Data records:

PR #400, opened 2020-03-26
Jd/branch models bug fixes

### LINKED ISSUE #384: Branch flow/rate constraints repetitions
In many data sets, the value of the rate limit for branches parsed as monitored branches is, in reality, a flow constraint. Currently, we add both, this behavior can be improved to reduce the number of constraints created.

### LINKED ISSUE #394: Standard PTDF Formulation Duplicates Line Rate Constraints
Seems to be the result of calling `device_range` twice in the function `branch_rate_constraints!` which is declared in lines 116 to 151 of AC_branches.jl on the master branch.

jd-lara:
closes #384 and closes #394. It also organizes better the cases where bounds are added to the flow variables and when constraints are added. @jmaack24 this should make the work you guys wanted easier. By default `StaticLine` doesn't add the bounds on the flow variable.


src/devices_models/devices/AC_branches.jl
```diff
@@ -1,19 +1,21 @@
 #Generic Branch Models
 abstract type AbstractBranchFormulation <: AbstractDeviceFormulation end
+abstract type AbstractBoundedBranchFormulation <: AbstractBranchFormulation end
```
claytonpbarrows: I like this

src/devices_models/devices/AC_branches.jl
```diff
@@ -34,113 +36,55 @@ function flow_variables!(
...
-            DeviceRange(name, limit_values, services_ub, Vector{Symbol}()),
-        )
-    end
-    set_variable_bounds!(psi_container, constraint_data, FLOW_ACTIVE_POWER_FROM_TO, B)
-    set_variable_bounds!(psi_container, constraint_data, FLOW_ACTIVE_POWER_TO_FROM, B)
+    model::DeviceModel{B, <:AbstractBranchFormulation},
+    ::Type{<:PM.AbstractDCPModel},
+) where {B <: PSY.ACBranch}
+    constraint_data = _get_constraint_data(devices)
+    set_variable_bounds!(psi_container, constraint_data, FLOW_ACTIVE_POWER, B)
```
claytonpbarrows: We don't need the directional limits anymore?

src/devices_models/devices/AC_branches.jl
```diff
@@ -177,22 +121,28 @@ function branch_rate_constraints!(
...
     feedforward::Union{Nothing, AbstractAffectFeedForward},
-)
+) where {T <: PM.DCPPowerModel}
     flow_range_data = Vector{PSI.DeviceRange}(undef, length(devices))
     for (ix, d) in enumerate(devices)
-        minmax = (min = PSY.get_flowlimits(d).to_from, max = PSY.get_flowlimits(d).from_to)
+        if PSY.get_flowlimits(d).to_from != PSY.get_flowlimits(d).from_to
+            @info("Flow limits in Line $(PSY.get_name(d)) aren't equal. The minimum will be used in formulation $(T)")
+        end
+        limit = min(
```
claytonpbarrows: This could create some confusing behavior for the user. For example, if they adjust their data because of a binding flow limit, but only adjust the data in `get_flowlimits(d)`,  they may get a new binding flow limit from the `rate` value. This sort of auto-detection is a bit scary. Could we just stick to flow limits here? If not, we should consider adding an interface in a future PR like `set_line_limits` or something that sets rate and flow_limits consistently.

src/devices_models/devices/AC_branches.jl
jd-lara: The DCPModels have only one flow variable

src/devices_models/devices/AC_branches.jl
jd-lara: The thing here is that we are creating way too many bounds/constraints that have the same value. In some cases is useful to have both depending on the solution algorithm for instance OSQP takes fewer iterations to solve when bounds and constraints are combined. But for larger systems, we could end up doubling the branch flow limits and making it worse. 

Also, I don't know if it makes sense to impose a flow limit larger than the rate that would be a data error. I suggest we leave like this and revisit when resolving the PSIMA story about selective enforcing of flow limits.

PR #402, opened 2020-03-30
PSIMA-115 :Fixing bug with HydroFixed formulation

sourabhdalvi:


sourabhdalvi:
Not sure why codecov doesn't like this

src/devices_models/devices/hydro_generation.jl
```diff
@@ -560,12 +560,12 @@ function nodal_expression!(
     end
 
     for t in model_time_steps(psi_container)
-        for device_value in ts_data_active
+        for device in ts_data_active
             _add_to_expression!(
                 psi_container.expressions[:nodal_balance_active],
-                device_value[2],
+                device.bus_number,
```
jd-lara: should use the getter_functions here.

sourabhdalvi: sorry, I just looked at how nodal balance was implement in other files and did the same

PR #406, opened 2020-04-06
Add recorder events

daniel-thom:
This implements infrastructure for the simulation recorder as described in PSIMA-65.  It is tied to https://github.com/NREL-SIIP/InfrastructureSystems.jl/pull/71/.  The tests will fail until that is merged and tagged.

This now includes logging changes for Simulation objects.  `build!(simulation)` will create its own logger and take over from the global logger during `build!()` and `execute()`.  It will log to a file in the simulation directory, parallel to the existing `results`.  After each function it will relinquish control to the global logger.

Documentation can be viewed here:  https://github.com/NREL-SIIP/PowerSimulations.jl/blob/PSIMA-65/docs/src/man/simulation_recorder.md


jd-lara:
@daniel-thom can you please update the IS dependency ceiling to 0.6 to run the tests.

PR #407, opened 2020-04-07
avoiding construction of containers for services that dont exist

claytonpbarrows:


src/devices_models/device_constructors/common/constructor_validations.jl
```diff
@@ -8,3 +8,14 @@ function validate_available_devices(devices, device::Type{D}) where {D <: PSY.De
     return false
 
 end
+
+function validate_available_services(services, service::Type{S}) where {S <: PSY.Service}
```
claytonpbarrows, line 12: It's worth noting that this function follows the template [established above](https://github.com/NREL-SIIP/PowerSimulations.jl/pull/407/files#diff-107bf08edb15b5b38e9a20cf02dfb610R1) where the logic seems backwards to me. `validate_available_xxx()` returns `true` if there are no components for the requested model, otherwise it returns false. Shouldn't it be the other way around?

**What needs to be done:** Copy all of the entries above exactly as shown.

**Task response:**
PR #400, opened 2020-03-26
Jd/branch models bug fixes

### LINKED ISSUE #384: Branch flow/rate constraints repetitions
In many data sets, the value of the rate limit for branches parsed as monitored branches is, in reality, a flow constraint. Currently, we add both, this behavior can be improved to reduce the number of constraints created.

### LINKED ISSUE #394: Standard PTDF Formulation Duplicates Line Rate Constraints
Seems to be the result of calling `device_range` twice in the function `branch_rate_constraints!` which is declared in lines 116 to 151 of AC_branches.jl on the master branch.

jd-lara:
closes #384 and closes #394. It also organizes better the cases where bounds are added to the flow variables and when constraints are added. @jmaack24 this should make the work you guys wanted easier. By default `StaticLine` doesn't add the bounds on the flow variable.


src/devices_models/devices/AC_branches.jl
```diff
@@ -1,19 +1,21 @@
 #Generic Branch Models
 abstract type AbstractBranchFormulation <: AbstractDeviceFormulation end
+abstract type AbstractBoundedBranchFormulation <: AbstractBranchFormulation end
```
claytonpbarrows: I like this

src/devices_models/devices/AC_branches.jl
```diff
@@ -34,113 +36,55 @@ function flow_variables!(
...
-            DeviceRange(name, limit_values, services_ub, Vector{Symbol}()),
-        )
-    end
-    set_variable_bounds!(psi_container, constraint_data, FLOW_ACTIVE_POWER_FROM_TO, B)
-    set_variable_bounds!(psi_container, constraint_data, FLOW_ACTIVE_POWER_TO_FROM, B)
+    model::DeviceModel{B, <:AbstractBranchFormulation},
+    ::Type{<:PM.AbstractDCPModel},
+) where {B <: PSY.ACBranch}
+    constraint_data = _get_constraint_data(devices)
+    set_variable_bounds!(psi_container, constraint_data, FLOW_ACTIVE_POWER, B)
```
claytonpbarrows: We don't need the directional limits anymore?

src/devices_models/devices/AC_branches.jl
```diff
@@ -177,22 +121,28 @@ function branch_rate_constraints!(
...
     feedforward::Union{Nothing, AbstractAffectFeedForward},
-)
+) where {T <: PM.DCPPowerModel}
     flow_range_data = Vector{PSI.DeviceRange}(undef, length(devices))
     for (ix, d) in enumerate(devices)
-        minmax = (min = PSY.get_flowlimits(d).to_from, max = PSY.get_flowlimits(d).from_to)
+        if PSY.get_flowlimits(d).to_from != PSY.get_flowlimits(d).from_to
+            @info("Flow limits in Line $(PSY.get_name(d)) aren't equal. The minimum will be used in formulation $(T)")
+        end
+        limit = min(
```
claytonpbarrows: This could create some confusing behavior for the user. For example, if they adjust their data because of a binding flow limit, but only adjust the data in `get_flowlimits(d)`,  they may get a new binding flow limit from the `rate` value. This sort of auto-detection is a bit scary. Could we just stick to flow limits here? If not, we should consider adding an interface in a future PR like `set_line_limits` or something that sets rate and flow_limits consistently.

src/devices_models/devices/AC_branches.jl
jd-lara: The DCPModels have only one flow variable

src/devices_models/devices/AC_branches.jl
jd-lara: The thing here is that we are creating way too many bounds/constraints that have the same value. In some cases is useful to have both depending on the solution algorithm for instance OSQP takes fewer iterations to solve when bounds and constraints are combined. But for larger systems, we could end up doubling the branch flow limits and making it worse. 

Also, I don't know if it makes sense to impose a flow limit larger than the rate that would be a data error. I suggest we leave like this and revisit when resolving the PSIMA story about selective enforcing of flow limits.

PR #402, opened 2020-03-30
PSIMA-115 :Fixing bug with HydroFixed formulation

sourabhdalvi:


sourabhdalvi:
Not sure why codecov doesn't like this

src/devices_models/devices/hydro_generation.jl
```diff
@@ -560,12 +560,12 @@ function nodal_expression!(
     end
 
     for t in model_time_steps(psi_container)
-        for device_value in ts_data_active
+        for device in ts_data_active
             _add_to_expression!(
                 psi_container.expressions[:nodal_balance_active],
-                device_value[2],
+                device.bus_number,
```
jd-lara: should use the getter_functions here.

sourabhdalvi: sorry, I just looked at how nodal balance was implement in other files and did the same

PR #406, opened 2020-04-06
Add recorder events

daniel-thom:
This implements infrastructure for the simulation recorder as described in PSIMA-65.  It is tied to https://github.com/NREL-SIIP/InfrastructureSystems.jl/pull/71/.  The tests will fail until that is merged and tagged.

This now includes logging changes for Simulation objects.  `build!(simulation)` will create its own logger and take over from the global logger during `build!()` and `execute()`.  It will log to a file in the simulation directory, parallel to the existing `results`.  After each function it will relinquish control to the global logger.

Documentation can be viewed here:  https://github.com/NREL-SIIP/PowerSimulations.jl/blob/PSIMA-65/docs/src/man/simulation_recorder.md


jd-lara:
@daniel-thom can you please update the IS dependency ceiling to 0.6 to run the tests.

PR #407, opened 2020-04-07
avoiding construction of containers for services that dont exist

claytonpbarrows:


src/devices_models/device_constructors/common/constructor_validations.jl
```diff
@@ -8,3 +8,14 @@ function validate_available_devices(devices, device::Type{D}) where {D <: PSY.De
     return false
 
 end
+
+function validate_available_services(services, service::Type{S}) where {S <: PSY.Service}
```
claytonpbarrows, line 12: It's worth noting that this function follows the template [established above](https://github.com/NREL-SIIP/PowerSimulations.jl/pull/407/files#diff-107bf08edb15b5b38e9a20cf02dfb610R1) where the logic seems backwards to me. `validate_available_xxx()` returns `true` if there are no components for the requested model, otherwise it returns false. Shouldn't it be the other way around?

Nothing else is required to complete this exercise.